The following audit features are provided:

• A graphical interface, audit_setup, to simplify system auditing

• Command-line interfaces

• The ability to send audit logs to a remote host

• Event profiles allowing simplified configuration based on system type

• Fine-grained preselection of system events, application events, and site-definable events

• Fine-grained postanalysis of system events, application events, and site-definable events

• Optional automated audited log cleanup

• The dxaudit GUI

When used with enhanced security, auditing includes support for a per-user audit characteristics profile with enhanced identification and authorization. The audit system is set up through SysMan or by using the audit_setup utility from the command line. Maintenance for the audit system is done from the command line or with the dxaudit GUI.

7.5    Object Reuse

Object reuse ensures that the following types of physical storage (memory or disk space) is cleared ("scrubbed."):

• Physical storage that is assigned to shared objects

• Physical storage that is released prior to reassignment to another user

Examples of object reuse are disk space that is released after a file is truncated or physical memory that is released prior to reassignment to another user to read.

7.6    Protected Environment for Trusted Components

Tru64 UNIX uses hardware memory management to maintain a kernel address space for itself and to maintain separate address spaces for each instance of an executing application process. Processes may try to write to the same address space. DACs control the sharing of this address space among processes; the default is to disallow sharing.

The administrator can disable the sharing of sections as read-only address space; for example, shared libraries. Thus, the security-relevant components of the system (the trusted computing base, or TCB) are protected while they execute.

Tru64 UNIX protects the on-disk security components using discretionary access control. Attempted violations of the DAC protections can be audited so that remedial action can be taken by the system security officer.

In addition, the security components are structured into well defined, largely independent modules.

Tru64 UNIX is designed, developed, and maintained under a configuration management system that controls changes to the specifications, documentation, source code, object code, hardware, firmware, and test suites. Tools, which are also maintained under configuration control, are provided to control and automate the generation of new versions of the security components from source code and to verify that the correct versions of the source have been incorporated into the new version.

The master copies of all material used to generate the security components are protected from unauthorized modification or destruction.

7.7    Integrity Features

Tru64 UNIX provides the capability to validate the correct operation of hardware, firmware, and software security components. The firmware includes power-on diagnostics and more extensive diagnostics that optionally can be enabled. The firmware itself resides in EEPROM and can be physically write protected. It also can be compared against, or reloaded from, an offline master copy.

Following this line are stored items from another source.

PR #692, opened 2024-05-22
gltfpack: Implement support for KHR_texture_basisu inputs 

### LINKED ISSUE #537: gltfpack removes existing KHR_textures_basisu extension
Running `gltfpack` on a file already using the `KHR_textures_basisu` extension removes all traces of the extension in the output file

zeux:
When the input file has KHR_texture_basisu extension, we now will
preserve the images along with the extension in the output file instead
of discarding it.

When `-tc` is specified, images like this will not be recompressed; accordingly,
some flags like `-tl` and `-tp` will not work with pre-compressed inputs.

When the input textures specify both uncompressed and compressed image,
the behavior is likely to be suboptimal...

Fixes #537.

### DIFF
--- a/gltf/README.md
+++ b/gltf/README.md
@@ -81,6 +81,7 @@ gltfpack supports most Khronos extensions and some multi-vendor extensions in th
 - KHR_materials_variants
 - KHR_materials_volume
 - KHR_mesh_quantization
+- KHR_texture_basisu
 - KHR_texture_transform
 - EXT_meshopt_compression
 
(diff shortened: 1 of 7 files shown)


zeux:
TBD:

- [ ] Automatically fix assets like AnisotropyBarnLamp: https://github.com/KhronosGroup/glTF-Sample-Assets/issues/117
- [ ] Better behavior when `-tc` isn't used and the input file has both uncompressed and compressed textures (when `-tc` is used we can't really do anything meaningful...)

PR #710, opened 2024-06-24
simplify: Make hasTriangleFlip predicate use an angle cutoff

### LINKED ISSUE #346: Flipped triangles when simplifying mesh
Hi!
First of all, thank you for working on this great tool, much appreciated! 👍 

I'm trying to simplify some terrain tiles which are basically just grids with a bit of elevation. The problem is that sometimes, the simplification process generates weird meshes, with some triangles flipped, others overlapping and some very thin. You can see all three of them in the "after.obj" attached.
Here's the code I use for simplifying the mesh, although the same happens without the index and vertex remapping, just that the buffers will be bigger. Also, I tried tweaking the threshold and targetError, with similar results.
``` c++
    // Simplify mesh
    float threshold = 0.2f;
    size_t targetIndexCount = size_t(indexes.size() * threshold);
    float targetError = 1e-2f;

    indexes.resize(meshopt_simplify(indexes.data(), indexes.data(), indexes.size(), &(positions[0].x), positions.size(), sizeof(glm::vec3), targetIndexCount, targetError, nullptr));

    std::vector<unsigned int> vertexRemap(positions.size());
    size_t newVertSize = meshopt_optimizeVertexFetchRemap(vertexRemap.data(), indexes.data(), indexes.size(), vertexRemap.size());
    vertexRemap.resize(newVertSize);

    meshopt_remapIndexBuffer(indexes.data(), indexes.data(), indexes.size(), vertexRemap.data());
    meshopt_remapVertexBuffer(positions.data(), positions.data(), positions.size(), sizeof(glm::vec3), vertexRemap.data());
    meshopt_remapVertexBuffer(texCoords.data(), texCoords.data(), texCoords.size(), sizeof(glm::vec2), vertexRemap.data());
    positions.resize(newVertSize);
    texCoords.resize(newVertSize);
```

Here you can find the `before` and `after` meshes with the fewest grid cells I could reproduce the problem with and without normals, uvs etc: [Desktop.zip](https://github.com/zeux/meshoptimizer/files/7351851/Desktop.zip)

I briefly tried to debug the problem myself, but it wasn't obvious to me what happens there. Please let me know if you need more details.

zeux:
Instead of checking if the dot product is 0 or negative (90 degree limit on triangle rotations), use a cutoff of ~75 degrees. The motivation here is that meshes with complex curvature can end up flipping triangles through a series of collapses, and since we always evaluate flips compared to the current mesh we miss that. Technically this can happen even with a 75 degree limit, but in practice this solves cases of flips that have been reported before, and doesn't noticeably constrain simplification or slow it down.

For numerical stability, we avoid dividing by the triangle areas (as they can be close to zero) and instead use the areas to compute a bound for dot product. Even if the area product underflows, we just get the same check that we used to have -- areas should be in [0..1] so there should be no risk of overflow.

Fixes #346.

### DIFF
--- a/src/simplifier.cpp
+++ b/src/simplifier.cpp
@@ -892,7 +892,13 @@ static bool hasTriangleFlip(const Vector3& a, const Vector3& b, const Vector3& c
 	Vector3 nbc = {eb.y * ec.z - eb.z * ec.y, eb.z * ec.x - eb.x * ec.z, eb.x * ec.y - eb.y * ec.x};
 	Vector3 nbd = {eb.y * ed.z - eb.z * ed.y, eb.z * ed.x - eb.x * ed.z, eb.x * ed.y - eb.y * ed.x};
 
-	return nbc.x * nbd.x + nbc.y * nbd.y + nbc.z * nbd.z <= 0;
+	float ndp = nbc.x * nbd.x + nbc.y * nbd.y + nbc.z * nbd.z;
+	float abc = nbc.x * nbc.x + nbc.y * nbc.y + nbc.z * nbc.z;
+	float abd = nbd.x * nbd.x + nbd.y * nbd.y + nbd.z * nbd.z;
+
+	// scale is cos(angle); somewhat arbitrarily set to ~75 degrees
+	// note that the "pure" check is ndp <= 0 (90 degree cutoff) but that allows flipping through a series of close-to-90 collapses
+	return ndp <= 0.25f * sqrtf(abc * abd);
 }
 
 static bool hasTriangleFlips(const EdgeAdjacency& adjacency, const Vector3* vertex_positions, const unsigned int* collapse_remap, unsigned int i0, unsigned int i1)


zeux:
Here's a comparison in terms of the evaluated collapses: for each pass, this plots the log10 of collapses we've evaluated (X) vs what percentage of the evaluations were "wasteful", as in resulted in an invalid collapse (Y). Blue points are before the change, red are after, the data set is a wide set of different meshes and scenes of varying complexity.

There is some impact here, as in we do evaluate more collapses which does result in a higher waste % sometimes, but overall the impact of this seems fairly moderate. There are improvements to the pass scheduling I am planning to investigate in the future which would probably offset some of this loss as well.

image

zeux:
P.S. I should note that while this workaround is pragmatic, I don't love it :sweat: Hopefully it will be replaced by something else in the future. But with a steady volume of reports about edge case flips and this solving them, it's a reasonable stop-gap.

RikoOphorst:
@zeux Only just seen this MR, so a bit late on the reply here - but wanted to express that your work on this is appreciated. It's great to see your attention to detail and your impact analysis on this. Looking forward to trying this out!

PR #714, opened 2024-06-28
A potential performance improvement to rankEdgeCollapses

Sluggernot:
This change passes the tests, locally. I have observed that making these changes reduces the load time of meshes in Godot by ~60 to 75%
Tests in Godot were done with several .glb files from official Godot test projects as well as randomly assorted files I had available.
I freely admit I don't understand why this would make such a large difference. I originally had a huge set of changes put together in my copy of the Godot source, in this file, attempting to inline large amounts of calculations in the quadricError functions.
I found this change entirely by accident. (And originally had it completely wrong, rewriting over the same reference for each iteration of this loop)

### DIFF
--- a/src/simplifier.cpp
+++ b/src/simplifier.cpp
@@ -1011,17 +1011,18 @@ static size_t pickEdgeCollapses(Collapse* collapses, size_t collapse_capacity, c
 
 static void rankEdgeCollapses(Collapse* collapses, size_t collapse_count, const Vector3* vertex_positions, const float* vertex_attributes, const Quadric* vertex_quadrics, const Quadric* attribute_quadrics, const QuadricGrad* attribute_gradients, size_t attribute_count, const unsigned int* remap)
 {
+	Collapse* c = &collapses[0];
 	for (size_t i = 0; i < collapse_count; ++i)
 	{
-		Collapse& c = collapses[i];
+		c = &collapses[i];
 
-		unsigned int i0 = c.v0;
-		unsigned int i1 = c.v1;
+		unsigned int i0 = c->v0;
+		unsigned int i1 = c->v1;
 
 		// most edges are bidirectional which means we need to evaluate errors for two collapses
 		// to keep this code branchless we just use the same edge for unidirectional edges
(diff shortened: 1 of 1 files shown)


Sluggernot:
Let me know what sort of proof you would like for the performance changes.

zeux:
> I have observed that making these changes reduces the load time of meshes in Godot by ~60 to 75%

Please include detailed profiling methodology - what platform have you built Godot on, what compiler are you using, what compilation options are you using, and how exactly you are measuring the time. I ran this change on gcc/linux using meshoptimizer's demo program; you can do the same by building it via make or CMake and running demo/main with flags `-d path-to-a-large-file.obj`. For example:

```
~/meshoptimizer (perf) $ make config=release dev files=data/buddha.obj
build/release/meshoptimizer -d data/buddha.obj
# data/buddha.obj: 549409 vertices, 1087474 triangles; read in 89.62 msec; indexed in 104.78 msec
Simplify : 1087474 triangles => 217494 triangles (0.01% deviation) in 463.95 msec
SimplifyN: 1087474 triangles => 224268 triangles (0.30% deviation) in 216.43 msec, clusterized in 654.77 msec
```

Cleroth:
Op removed a line in his testing. https://i.imgur.com/Rgi475N.png

Sluggernot:
WOAH! Thanks

Sluggernot:
I must need some sleep. Collapse doesnt have a distance_error data member...

zeux:
Ah I see. Godot adds `distance_error` in a patch (it's important due to an abnormally high normal weighting it is using atm); it makes sense that if that line is removed, the overall performance of the process is different - for example I think that is used to determine ray cast thresholds, and setting this to zero may result in null rays which probably makes ray casting way faster. There's some other impact on the LOD generation flow from this in Godot.

I would not recommend trying to optimize `meshopt_simplify` without a lot of care. I spent some time analyzing this and wrote a larger comment here https://github.com/godotengine/godot/issues/93587#issuecomment-2196030252.

Sluggernot:
Once again, I really appreciate your time on this. Thank you very much.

Additional hardware diagnostics can be used also.

The firmware can require authorization to load any operating software other than the default or to execute privileged console monitor commands that examine or modify memory.

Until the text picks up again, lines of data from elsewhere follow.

PR #717, opened 2024-07-01
Integrate Prettier for all JS source

zeux:
This makes the code style consistent across various uses of JS and also
improves integration with editors that use LSP format-on-save like Zed.

As part of this, Wasm patching has been changed to recognize trailing embed
comments as that is friendly to Prettier's line splitting.


zeux:
The test data is decidedly less readable now but it's probably still worthwhile.

zeux:
Not sure I like some aspects here; my biggest issue is printWidth behavior. It's similar to clang-format for fixed-width column limit except that when a line exceeds that, prettier breaks out every expression on a single line. This PR currently works around that by using an excessively large printWidth but that also results in new long lines being created in opposition to existing line breaks...

zeux:
Going to cherry-pick some consistency changes like tabs and builds separately but for now we probably don't really need this.

PR #720, opened 2024-07-11
simplify: Rework internal debug visualization code

zeux:
We have been relying on smuggling the kind/loop info computed during
classification via meshopt_simplifyDebug global pointers. This
information is valuable to visualize, and there's future improvements to
classification that would need to be debugged, so it's not ready to
remove but exposing this as globals results in issues as it expands the
exported API surface, making it different between release & debug builds.

Instead, this change adds a way to request this via an option bit, and
return it via indices[] - instead of per-vertex information, we return
this per-triangle-corner. This fixes all the issues with exported symbols,
and even makes the information available to JS (the size overhead is
insignificant) if we decide to use simplify.html for visualization.

The newly added option bit is *not* part of the official API surface -
the format of the data may change at any point, and the entire feature
may get dropped at any point once it stops being useful.

### DIFF
--- a/gltf/mesh.cpp
+++ b/gltf/mesh.cpp
@@ -527,8 +527,13 @@ static Stream* getStream(Mesh& mesh, cgltf_attribute_type type, int index = 0)
 	return NULL;
 }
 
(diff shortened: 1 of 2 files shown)


RikoOphorst:
@zeux Fantastic, this is very useful.

PR #118, opened 2016-04-22
picking up latest navigation component with page loading indicator

dlockhart:


dlockhart:
Not going to merge this just yet since it depends on a corresponding change to ILP-Core and I think I'm going to wait until mid-next week to do that.

PR #128, opened 2016-04-27
Adding missing icons for dialog from switch to BSI from LE (relative …

capajon:
…path will not work)

@dbatiste   Any concerns?  I guess that ultimately the user will not have to download the x icon a couple more times (sort of) in their use of the lms but I can live with that considering how small it is. :)


dbatiste:
Looks good.  Spoke with Sarah about resize in Daylight - she's still working on an icon for that... hopefully today or tomorrow, otherwise I will just put the old icon in until we get it.

PR #131, opened 2016-04-28
US68737: Include a bottom margin of 60px on page headers.

njostonehouse:


src/page.scss
```diff
@@ -48,3 +48,8 @@
 .d2l-page-main-padding {
 	padding: 10px 1.5rem;
 }
+
+.d2l-page-header {
+	margin-bottom: 60px;
```
dbatiste: Should this actually be 3rem?  Also wondering if this is just patching override on headings (i.e. fix on the fix)?

njostonehouse: This is increasing the margin beneath a header as part of Daylight's spacing-out. It shouldn't be related to font headings.

njostonehouse:
I'm going to break this PR down into smaller changes. Too much stuff going on here that I haven't fully qualified.

PR #144, opened 2016-05-03
Nstonehouse/us71024/transplant styles daylight cr

njostonehouse:


htmlblock.html
```diff
@@ -0,0 +1,129 @@
...
+				font-family: Monospace;
+				font-size: 13px;
+				margin: 13px 0;
+			}
+
+			.vui-typography .d2l-htmlblock p {
+				margin: 0.5em 0 1em 0;
+			}
+
+			[dir='rtl'] .vui-typography .d2l-htmlblock {
```
dbatiste: Is this working?  Note that `[dir='rtl']` and `vui-typography` are almost always on the same element.

htmlblock.html
```diff
@@ -0,0 +1,129 @@
...
+				line-height: normal;
+				text-align: left;
+				overflow-x: auto;
+				overflow-y: hidden;
+			}
+
+			.vui-typography .d2l-htmlblock ul,
+			.vui-typography .d2l-htmlblock ol {
+				list-style-position: outside;
+				margin: 1em 0;
```
dbatiste: Are more changes coming for this? Thinking about the use if `em` values here.

htmlblock.html
```diff
@@ -0,0 +1,129 @@
...
+			.vui-typography .d2l-htmlblock ul[type="disc"] {
+				list-style-type: disc;
+			}
+
+			.vui-typography .d2l-htmlblock ul ul,
+			.vui-typography .d2l-htmlblock ul ol,
+			.vui-typography .d2l-htmlblock ol ul,
+			.vui-typography .d2l-htmlblock ol ol {
+				margin-top: 0;
+				margin-bottom:0;
```
dbatiste: Nitpick: should be space after `:`.

dbatiste:
My understanding is that this is simply a transplant - more changes coming eventually to fix the styles to follow typography, yes?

Once the operating system is loaded, administrators can run system diagnostics to validate the correct operation of the hardware and software. In addition, test suites are available to ensure the correct operation of the operating system software.

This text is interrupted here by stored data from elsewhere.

PR #155, opened 2016-05-10
Us70869 page padding on smaller viewports

capajon:
This is a result of work on the announcements page to make it look better on mobile.  We found the padding to be a bit excessive on smaller screens.

I'm using EMs here which I personally like for media queries but I could also change it to px if that's what is preferred.

Jeff and I discussed this and would like to further improve it in the not too distant future, to work with our overall grid design - but this is still helpful now.

@dlockhart

### DIFF
--- a/src/page.scss
+++ b/src/page.scss
@@ -50,7 +50,7 @@
 
 	@media screen and (max-width: 25em)  {
     padding-left: 0.75rem;
-		padding-right: 0.75rem;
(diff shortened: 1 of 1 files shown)


dlockhart:
Yeah I think we're going to want to fix this really soon (I may look at it this sprint if I have time) to make it completely fluid, aligned with the grid system and with the padding inside the nav. LG for now though.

The following tools can be run automatically to detect inconsistencies in the security software and databases:

• fverify

  This utility reads subset inventory records from standard input and verifies that the attributes for the files on the system match the attributes listed in the corresponding records. Missing files and inconsistencies in file size, checksum, user ID, group ID, permissions, and file type are reported.

• authck utility

  This utility checks both the overall structure and internal field consistency of all components of the authentication database and reports problems that it finds.